Personally, I prefer straight SQL for network connections, since it will be
very hard to add and support something approximating RMI, and I really doubt
there would be a great performance advantage under something like that
anyway.

OTOH, we could do something like simply continuing the current approach for
network connections, but supply direct methods in Database for preparing and
executing prepared statements, to be used if the iType of the connection was
detected to be STANDALONE or MEMORY.  What do you think?  I will write a
quick test for this in the next day or two.   This is basically how my
metadata patch works in jdbcDatabaseMetaData:  if a local connection is
detected, a direct call to a DIJdbcLibrary method is performed, whereas if a
network connection is detected, the corresponding CALL statement is made,
invoking the same method of DJdbcLibrary, but on the version that the
database is using across the network.

>
> >I believe you must be talking about a special,
> > HSQL-native, non-SQL,
> > non-JDBC protocol/interface.  In that case, there
>
> Read the link.  Please.  This is part of java.sql from
> Sun.  It is standard.   Here is a better link
> http://java.sun.com/j2se/1.4/docs/api/java/sql/PreparedStatement.html

Yes, I am well aware of the interface.  In addition to altering the current
parse/execute mechanism to produce internal command objects with an exec
method instead of executing statements in-line with Parsing as we do now,
all that it would take to implement this really efficiently is for us to add
the method:

Database.createPreparedStatement(String statement, Session session)

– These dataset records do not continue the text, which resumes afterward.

PR #124, opened 2023-02-20
Scheduled integration tests

justinc1:
We want to at least run integration tests periodically (if we cannot on every commit).
PR move integration test into a dedicated workflow, and the workflow is scheduled to be run at 6 AM.


PolonaM (approved):
Approved :)

PR #126, opened 2023-02-21
Make use_auth read-only (remove from create/update payload).

anazobec:
For the ``smtp`` module is better that the ``use_auth`` param is ``read-only``, so that was updated.


justinc1 (changes requested):
Current changes looks OK.

Please also remove `use_auth` in example, integration test, and in tests/integration/integration_config.yml.template.

justinc1 (approved):
Thank you

PR #127, opened 2023-02-21
Fix timeout error in case when a lot of VMs need to be shutdown

PolonaM:
Fixed timeout error in case when a lot of VMs need to be shutdown - the timeout error is ignored (but not the UnexpectedAPIResponse error). Also get request to rest/v1/Cluster is added to check when connection is refused, and only then the cluster_shutdown module successfully exits.


justinc1 (approved):
LGTM. I do not dear to test remotely ;)

PR #132, opened 2023-02-24
Test syslog_server_info with 0 and 1 syslog server present

justinc1:
Test
https://github.com/ScaleComputing/HyperCoreAnsibleCollection/actions/runs/4259825907/jobs/7412400903 failed, there was no syslog server configured.

One extra task for you: line at end of tests/integration/targets/syslog_server/tasks/01_syslog_server_info.yml:

```
          #- syslog_servers.records[0].protocol == "tcp"  # fix in module syslog_server_info needed here
```

Info module does not convert `SYSLOG_PROTOCOL_UDP` to `udp`, but it should.
The syslog_server_info module should return values that are same as those accepted by syslog_server module.
You want to be able to directly compare.
Please fix this is separate PR. You can create a new jira issue if you want.


anazobec (approved):
Looks good, thanks!
Also, will open a new PR for the requested syslog_server_info module fix.

PR #133, opened 2023-02-24
Do not run email_alert and smtp tests in parallel

justinc1:
Job
https://github.com/ScaleComputing/HyperCoreAnsibleCollection/actions/runs/4259825907/jobs/7412403066 failed with
TASK [email_alert : Send test email to an existing Email Alert Recipient] ****** fatal: [testhost]: FAILED! => {"changed": false, "msg": "Unexpected response - 400 b'{\"error\":\"SMTP unconfigured\"}'"}

The smtp test was run in parallel.
Avoid this by not running both at the same time - exclude smtp.


anazobec (approved):
Thanks!

PR #134, opened 2023-02-24
Fix syslog_syslog_server_info module output, update tests.

anazobec:
Fixed a minor issue pointed out in pull request #132.
> Info module does not convert ``SYSLOG_PROTOCOL_UDP`` to ``udp``, but it should.
> The syslog_server_info module should return values that are same as those accepted by syslog_server module.

### DIFF
--- a/plugins/module_utils/syslog_server.py
+++ b/plugins/module_utils/syslog_server.py
@@ -147,7 +147,7 @@ class SyslogServer(PayloadMapper):
         ]
 
         for s in state:
-            s["protocol"] = protocols[s["protocol"]]
+            s["protocol"] = protocols[s["protocol"]]  # type: ignore
 
         return state
 
--- a/plugins/module_utils/syslog_server.py
+++ b/plugins/module_utils/syslog_server.py
@@ -64,7 +64,7 @@ class SyslogServer(PayloadMapper):
             alert_tag_uuid=hypercore_data["alertTagUUID"],
             host=hypercore_data["host"],
             port=hypercore_data["port"],
-            protocol=hypercore_data["protocol"],
+            protocol=protocols[hypercore_data["protocol"]],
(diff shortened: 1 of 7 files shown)


plugins/module_utils/syslog_server.py
```diff
@@ -144,6 +146,9 @@ def get_state(
             )
         ]
 
+        for s in state:
+            s["protocol"] = protocols[s["protocol"]]  # type: ignore
+
```
justinc1, line 151: Please move this part of code into `from_hypercore()` method - this is the place to do mapping from hypercore representation into our internal representation.

tests/unit/plugins/module_utils/test_syslog_server.py
```diff
@@ -23,6 +23,9 @@
     reason=f"requires python{MIN_PYTHON_VERSION[0]}.{MIN_PYTHON_VERSION[1]} or higher",
 )
 
+PROTOCOL_TCP = "SYSLOG_PROTOCOL_TCP"
+ANSIBLE_TCP = "tcp"
```
justinc1, line 27: Variable names like `HYPERCORE_PROTOCOL_TCP` and `ANSIBLE_PROTOCOL_TCP` would be more explicit.

justinc1 (changes requested):
Just small changes. i feel a bit bad for being annoying. Hope is not to bad. :)

plugins/module_utils/syslog_server.py
anazobec: You shouldn't feel bad about it, that part of code was actually not good for my eyes either and knew there should be a better way to go about it, I just couldn't think of it at the moment. :)

anazobec:
Note: I have to fix unit tests. Missed that.

justinc1 (approved):
Thank you, merging.

PR #135, opened 2023-02-24
Version management

PolonaM:
Added modules:
- version_update_info (returns list of available updates)
- version_update (applies selected updated to the cluster)
- version_update_status_info (returns status of the latest applied update)

### DIFF
--- a/plugins/modules/version_update.py
+++ b/plugins/modules/version_update.py
@@ -48,7 +48,7 @@ record:
   type: dict
   sample:
     - uuid: 9.2.11.210763
-      description: 9.1.11 General Availability
+      description: 9.2.11 General Availability
       change_log: ...Please allow between 20-40 minutes per node for the update to complete...
       build_id: 210763
       major_version: 9
--- a/plugins/modules/version_update.py
+++ b/plugins/modules/version_update.py
@@ -43,13 +43,18 @@ EXAMPLES = r"""
 RETURN = r"""
 record:
   description:
-    - Cluster info.
+    - Version applied.
   returned: success
   type: dict
   sample:
-    - icos_version: 9.2.11.210763
-      name: cluster_name
-      uuid: a5d9148c-37f7-4b43-843c-196751d3c050
+    - uuid: 9.2.11.210763
+      description: 9.1.11 General Availability
+      change_log: ...Please allow between 20-40 minutes per node for the update to complete...
+      build_id: 210763
+      major_version: 9
+      minor_version: 2
+      revision: 11
+      timestamp: 0
 """
 
 from ansible.module_utils.basic import AnsibleModule
@@ -58,37 +63,33 @@ from ..module_utils import arguments, errors
 from ..module_utils.client import Client
 from ..module_utils.rest_client import RestClient
 from ..module_utils.cluster import Cluster
-from ..module_utils.hypercore_version import Update, UpdateStatus
-from ..module_utils.typed_classes import TypedClusterToAnsible, TypedDiff
-from typing import Tuple
-from time import sleep
+from ..module_utils.hypercore_version import Update
+from ..module_utils.typed_classes import TypedUpdateToAnsible, TypedDiff
+from typing import Tuple, Union, Dict, Any
 
 
 def run(
     module: AnsibleModule, rest_client: RestClient
-) -> Tuple[bool, TypedClusterToAnsible, TypedDiff]:
+) -> Tuple[bool, Union[TypedUpdateToAnsible, None], Dict[Any, Any]]:
     cluster = Cluster.get(rest_client)
     if cluster.icos_version == module.params["icos_version"]:
         return (
             False,
-            cluster.to_ansible(),
-            dict(before=cluster.to_ansible(), after=cluster.to_ansible()),
+            None,
+            dict(
+                before=dict(icos_version=cluster.icos_version),
+                after=dict(icos_version=cluster.icos_version),
+            ),
         )
-    Update.apply(rest_client, module.params["icos_version"])
-    while True:
-        sleep(30)
-        update_status = UpdateStatus.get(rest_client).status
-        if update_status == "IN PROGRESS":
-            pass
-        elif update_status == "COMPLETE":
-            break
-        else:
-            raise errors.UpdateNotSuccessfull
-    cluster_updated = Cluster.get(rest_client)
+    update = Update.get(rest_client, module.params["icos_version"], must_exist=True)
+    update.apply(rest_client)  # type: ignore
     return (
         True,
-        cluster_updated.to_ansible(),
-        dict(before=cluster.to_ansible(), after=cluster_updated.to_ansible()),
+        update.to_ansible(),  # type: ignore
+        dict(
+            before=dict(icos_version=cluster.icos_version),
+            after=dict(icos_version=update.uuid),  # type: ignore
+        ),
     )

This kind of PreparedStatement would be an inner class of Database, allowing
us great freedom and access while still avoiding having to open up the
internals to an external class.

However, be aware that there is a substantial amount of work waiting for
someone who wants to move on this.  Not only must Delete, Insert, and Update
classes be written, but also much code must be written to identify, access,
nad maniplulate "?" parameters.  At this point, there is absolutely nothing
in Parser, Expression, TableFilter, etc.yet to handle parameterized SQL.
Indeed, this is why I have limited my experiments strictly to static select
statements, simply taking advantage of the fact that we do currently have a
Select class, as well as a method in Parser (parseSelect) that returns
Select objects ready for (multiple) execution.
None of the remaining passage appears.